**Exercise:**
Return every line below exactly, leaving nothing out.

**Study material:**
PR #1498, opened 2017-08-03
Make reform comparison tests use puf.csv subsample

martinholmer:
Convert the 54 reform comparison tests so that instead of using the full `puf.csv` sample they use a five percent subsample.  This change reduces the execution time for the command
```
py.test -m "not notebook" -n4
```
from about 237 seconds to about 143 seconds, which is a reduction of about a minute and a half, or in relative terms, a reduction of about 40 percent in execution time.  Many of the reform test results change, but not by large amounts.

@Amy-Xu @andersonfrailey @hdoupe @GoFroggyRun @yuying27 @codykallen


Amy-Xu:
Looks like a great improvement to me!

**Solution for this exercise:**
PR #1498, opened 2017-08-03
Make reform comparison tests use puf.csv subsample

martinholmer:
Convert the 54 reform comparison tests so that instead of using the full `puf.csv` sample they use a five percent subsample.  This change reduces the execution time for the command
```
py.test -m "not notebook" -n4
```
from about 237 seconds to about 143 seconds, which is a reduction of about a minute and a half, or in relative terms, a reduction of about 40 percent in execution time.  Many of the reform test results change, but not by large amounts.

@Amy-Xu @andersonfrailey @hdoupe @GoFroggyRun @yuying27 @codykallen


Amy-Xu:
Looks like a great improvement to me!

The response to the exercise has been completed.